John Paul of PopMatters said that "Lord Huron succeed in meeting the requisite criteria of their most direct influences and have crafted an album sure to appeal to those enamored of Phosphorescent, Fleet Foxes, and My Morning Jacket", comparing it favorably to the band's previous album. Lee Zimmerman of Blurt said that the album provided "plenty to ponder, and the album’s spectral tones and hallucinatory ambiance suggests that several listens will be needed to fully process the entire effort". In a more mixed review, Bud Scoppa of Uncut stated that "the blend is rich and the performances spirited, but the thin, reverberant sound prevents the tracks from hitting the ear with impact, as if they were mic’d from a distance in a barn". Christopher T. Sharpe of Drowned in Sound praised the lyricism and thematic ideas of the album, but criticized the songs themselves for "fall[ing] short". While he praised some songs, primarily "Hurricane", he concluded that it was "as if the band, having gone to all the effort of building the car from scratch, painting it Technicolor and made the perfect mixtape for their road trip, half-filled the tank and left the wheels uninflated".
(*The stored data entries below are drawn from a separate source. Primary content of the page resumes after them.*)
PR #292, opened 2022-01-22
Explicitly include sys/select and sys/time

ADKaster:
The SerenityOS LibC doesn't leak the definitions of select(2) or struct
timeval into other POSIX headers. Manually include these headers in
elf/subprocess.cc where they are used for better compatibility.

This is the [equivalent patch](https://github.com/SerenityOS/serenity/blob/194cad0fc18fbb170c9a6a935e5832e970d9742b/Ports/mold/patches/0004-Add-POSIX-headers-for-timeval-and-select.patch) for what we currently have for version 1.0.1.

As a side note, I tested our port with latest master and the only issues were easily update-able by shuffling a couple more 2-3 line patches around!

### DIFF
--- a/elf/subprocess.cc
+++ b/elf/subprocess.cc
@@ -2,8 +2,10 @@
 
 #include <filesystem>
 #include <signal.h>
+#include <sys/select.h>
 #include <sys/socket.h>
 #include <sys/stat.h>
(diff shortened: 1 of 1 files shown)


rui314:
Great, thanks!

The album will be used in the upcoming psychological slasher horror film "HIDE & SEEK 3". The song "The Yawning Grave" will be used in the film once.

Professional ratings
Aggregate scores
| Source | Rating |
| Metacritic | 74/100 |
Review scores
| Source | Rating |
| AllMusic | Star Half star |
| Austin Chronicle | Star Half star |
| Blurt | Star |
| Drowned in Sound | 6/10 |
| musicOMH | Star Half star |
| PopMatters | Star |
| Spin | 8/10 |
| Uncut | 6/10 |
| Under the Radar | Star Half star |

== Track listing ==

| No. | Title | Length |
|---|---|---|
| 1. | "Love Like Ghosts" | 3:44 |
| 2. | "Until the Night Turns" | 3:47 |
| 3. | "Dead Man's Hand" | 4:21 |
| 4. | "Hurricane (Johnnie's Theme)" | 2:46 |
| 5. | "La Belle Fleur Sauvage" | 5:41 |
| 6. | "Fool for Love" | 4:34 |
| 7. | "The World Ender" | 4:30 |
| 8. | "Meet Me in the Woods" | 4:22 |
| 9. | "The Yawning Grave" | 3:12 |
| 10. | "Frozen Pines" | 3:57 |
| 11. | "Cursed" | 3:58 |
| 12. | "Way Out There" | 4:10 |
| 13. | "Louisa" | 3:09 |
| 14. | "The Night We Met" | 3:28 |
| Total length: |  | 55:39 |

== Personnel ==
Credits adapted from AllMusic.

Lord Huron
- Ben Schneider – lead vocals, guitars, producer, assistant engineer, artwork
- Mark Barry – drums, percussion, vocals, audio engineering
- Miguel Briseño – bass guitar, keyboards, vocals
- Tom Renaud – guitars, vocals
- Jessica Maros – vocals

Additional personnel
- Dave Cooley – audio mastering
- Ben Tolliday – audio engineering
- Rick Parker – audio mixing
- Kevin Kinsella – jacket design

== Charts ==

=== Weekly charts ===

| Chart (2015–2017) | Peak position |
|---|---|
| Belgian Albums (Ultratop Flanders) | 108 |
| Canadian Albums (Billboard) | 16 |
| Scottish Albums (Official Charts) | 77 |
| UK Albums (Official Charts) | 95 |
| UK Independent Albums (Official Charts) | 16 |
| US Billboard 200 | 23 |
| US Americana/Folk Albums (Billboard) | 1 |
| US Independent Albums (Billboard) | 2 |
| US Top Alternative Albums (Billboard) | 2 |
| US Top Rock Albums (Billboard) | 2 |
| US Indie Store Album Sales (Billboard) | 8 |

| Chart (2024–2025) | Peak position |
|---|---|
| UK Album Downloads (Official Charts) | 36 |
| Dutch Albums (Album Top 100) | 94 |

=== Year-end charts ===

| Chart (2017) | Position |
|---|---|
| US Top Rock Albums (Billboard) | 92 |

==Certifications==

| Region | Certification | Certified units/sales |
| Denmark (IFPI Danmark) | Platinum | 20,000^{‡} |
| United States (RIAA) | Platinum | 1,000,000^{‡} |
^{‡} Sales+streaming figures based on certification alone.